## DIRECTIONS FOR THIS TASK
Scan the entries that follow and work out how many lines contain "trivial". Give the number and nothing else.

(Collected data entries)
______________________________

PR #1465, opened 2020-08-18
Fix(cleanup): Avoid truncating in value.Open on error

jarifibrahim:
The vlog.Open() function can return an error denoting that the open was
unsuccessful but we have `db.cleanup` which will be called to stop all
the running goroutines in case badger couldn't start. The db.cleanup
function calls vlog.Close() which will truncate the maxFid vlog file
based on the vlog.writableLogOffset. The vlog.writableLogOffset was not
being updated in case open failed. As a result of this, we will end up
truncating the vlog file to length 0 if open fails.

This PR fixes this by using `vlog.stopDiscardStatFlush()` instead of `vlog.close`.

---
This change is [Reviewable](https://reviewable.io/reviews/dgraph-io/badger/1465)

### DIFF
--- a/db.go
+++ b/db.go
@@ -447,7 +447,10 @@ func (db *DB) cleanup() {
 	}
 
 	db.orc.Stop()
-	db.vlog.Close()
+
+	// Do not use vlog.Close() here. vlog.Close truncates the files. We don't
+	// want to truncate files unless the user has specified the truncate flag.
+	db.vlog.stopFlushDiscardStats()
 }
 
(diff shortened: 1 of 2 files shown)


ashish-goswami (approved):
:lgtm: 

> Reviewed 1 of 2 files at r2, 1 of 1 files at r3.
> *[Reviewable](https://reviewable.io/reviews/dgraph-io/badger/1465#-:-MFjT9wg4_NBxDbAoKhq:bg7igkv)* status: all files reviewed, 1 unresolved discussion (waiting on @manishrjain)

PR #122, opened 2018-04-21
Resizable dialogs for common dialogs

malxau:
This makes some of the top level dialogs resizable.  The resizing support uses markup in the dialog resources and is fairly straightforward to use.  Note this doesn't work on Win9x but support for that is no longer present in winfile.  Some dialogs can't be resizable that should be; I can't seem to make fonts work for example, which is a custom template on the common dialog library.  Things like progress or confirm dialogs don't seem to add value by being resizable.

The per-dialog resize states are conceptually statics.  They're just blobs that are allocated and destroyed along with the dialog box, and it's safe to overload them so long as two dialogs can't exist concurrently trying to use the same context.


NazmusLabs:
At first I wasn't sure what you were trying to achieve. So, I downloaded your commit and built the solution.

After having experienced with your changes, I can definitely see the value of this. The dialog boxes can be widened to increase the view is the text boxes that exists in many of these windows. This allows one to be able to see more of the text without having the text scroll, which is especially helpful for many of the text boxes which allows you to type in a directory path.

craigwi:
Every day I learn new things -- like this interesting idea!  I need to review in more detail to comment.

craigwi:
Hi @malxau, given that master now has 2 soon to be 5 languages, have you given some thought about how to simplify the feature and not require every dialog field to be annotated?

malxau:
I re-merged this with the current localized dialog resources.  Please let me know if this is something to proceed with or not.  If it's not something to proceed with I can go do something else.

craigwi:
Definitely still interesting.  Given there are more and more things to get right, I built a simple resource verification tool that makes sure all of the languages have the same resource identifiers with the same attributes as necessary.

NazmusLabs:
Have you, @malxau, tested it working on all currently available languages? If not, I can do that. I'd just need to pull from your latest commit and rebuilt. I currently still have your older code, but I don't mind testing your latest code if it helps you.

malxau:
@NazmusLabs That'd be greatly appreciated.  Out of interest, how does this work? How do you test a specific language?

When testing, please look at pl-PL's SELECTDLG and RUNDLG.  The first appears to be larger than the en-US one and the second has a mighty long string that I'm expecting to collide with the buttons if they move.

Also, I haven't looked at he-IL yet.  This one is a stress test for this code because everything is right to left.  The code is designed to handle it and I have simple tests that demonstrate it working, but it is a little different.

malxau:
As a concrete illustration of the long text above, look at how "Run as Admin" is positioned in English vs. German.  If reposition information is with the control, this is straightforward; if it is stored independent of language layout, it will be buggy.

run_en
run_gr

malxau:
It looks like `VerifyResources` has a bug in processing these resources.  In `DecodeDlgItem` it treats cbCreate as being the total number of bytes to advance (including the cbCreate field itself.)  I know this is exactly what MSDN says it means, but after looking at it, I'm fairly sure MSDN is wrong: the cbCreate field needs to be accounted for unconditionally, and the number of bytes in it are additional to that.  This hasn't mattered before resizeable dialogs because no dialog item had additional creation data, so only the first (and correct) branch is taken.  With these changes, the offsets of subsequent controls are not interpreted correctly, and the code will complain about all kinds of spurious things, since it will interpret localized strings as control IDs, etc.

Somewhat unrelated, but this tool is flagging issues in master now which appear legitimate:
```
RT_CURSOR
RT_BITMAP
RT_ICON
RT_MENU
RT_DIALOG
Warning: dialog Confirmation item #6, id 215 for language pl-PL does have the required style 0x50010003
Error: dialog Preferences for language de-DE does not have the required number of items 12
Warning: dialog Moving... item #2, id 108 for language ja-JP does have the required style 0x5000008b
RT_STRING
Error: string table block usage mismatch for language tr-TR block 15
Error: missing lanaguage zh-CN for resource type RT_STRING, name 126
Error: string table block usage mismatch for language zh-CN block 126
RT_ACCELERATOR
RT_GROUP_CURSOR
RT_GROUP_ICON
RT_VERSION
RT_MANIFEST
```

schinagl:
Just donwloaded the branch and I also find this neat and a valuable extension to Winfile.
What are the problems? 
Can we step by step work them off?

malxau-msft:
I updated this to current.

In terms of the problems, everything is covered in this issue.  I think it's just a large change to review.  There's obviously a desire to make something that applies to all languages, although I'm skeptical that doing so works reliably if dialog layouts can differ.

If you give this a serious review and approve it, then I think it can be merged.

schinagl:
Took it over into my daily work branch and give a test for a week

schinagl:
Had this running on daily basis for almost 2 weeks and it worked flawlessly!
So you have my approval! 
Please merge it.

craigwims:
reviewing now.

src/Resize.c
```diff
@@ -0,0 +1,954 @@
+
```
craigwims, line 1: Need to add the standard file headers as on all other files.

craigwims:
As we discussed, this PR should be broken into parts, but my suggestion is simpler than the one we talked about.  Separate out the change in VerifyResources.cpp as it is completely independent.  Also separate out the changes to res*.rc since they are unrelated to the resizable dialogs.  Then we'll tackle the main change.

On the main change, the use of global state for ppStorage of ResizeDialogProc is old school :).  Are there no other options for saving this?  GWLP_USERDATA would be ideal, but it is not generally available and it would be non-trivial to use it.

schinagl:
How to precede with this one? Looks like not much is missing? So could it be merged?

Issue #54, opened 2018-04-10
The color of the folder edge and tree is grey instead of black


Anixx:
The color of the folder edge, "+" signs and the tree branches is grey instead of black
![clipboard_20180410](https://user-images.githubusercontent.com/1271736/38554208-30cfa23a-3cb1-11e8-98b6-98aefdf5d01b.png)

Original:
http://storage4.static.itmages.ru/i/17/0919/h_1505825396_3777912_92ff09bce8.png

ttsirkia:
https://github.com/Microsoft/winfile/blob/master/src/wbbitmap.bmp vs. https://github.com/Microsoft/winfile/blob/master/src/bitmap.bmp

Anixx:
So, what should I do to make them black?

Anixx:
@NazmusLabs It is even running under the same OS (Win 8.1)

ttsirkia:
The original branch contais the black version of the images:
https://raw.githubusercontent.com/Microsoft/winfile/original_plus/src/wbbitmap.bmp

craigwi:
this was changed sometime ago (i.e., "before my time").  When I looked at the two bitmap files (wbbitmap.bmp and bitmap.bmp) it appears that the differences are non-trivial.  If someone wants to propose a specific change to revert to the older look, go for it!

Anixx:
I am not sure this should be changed if we are still waiting for someone to fix it.

NazmusLabs:
@Anixx yes, I was actually planning to test out the older bitmap to see how it looks. But trying to figure out the High DPI solutions took my focus off of this. But, now that you reminded me of this, I guess I'll take a shot at doing this now, Insh'Allah, and report back the results, if the application compiles. :)

ttsirkia:
The fix is trivial as the original_plus branch contains the original bitmap with black icons.

Anixx:
Or, alternatively change the color in the new one (I don't think changing one fixed color should be difficult).

NazmusLabs:
@ttsirkia ouch! does it?? Well I should have thought about this before, given that I spent about an hour updating the image pixel by pixel to create a new, sharp, and more pleasing looking version. I'll need to see how my hand made version compares with the one in the Original_plus. I ensured that no existing details while decided to take some creative approach to add some additional details I felt would look better than how it originally looked (judging by the first picture you posted earlier).

[...]

PR #124, opened 2018-04-22
Increased quality of icons used in the app - Address #54

NazmusLabs:
Icons outlines have been made darker, returning it back to mostly the way they used to look in Original_plus version and earlier. This PR responds to multiple people showing preference for darker icon outlines, as can be seen on Issue #54.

______________________________

## RESPONSE AREA
3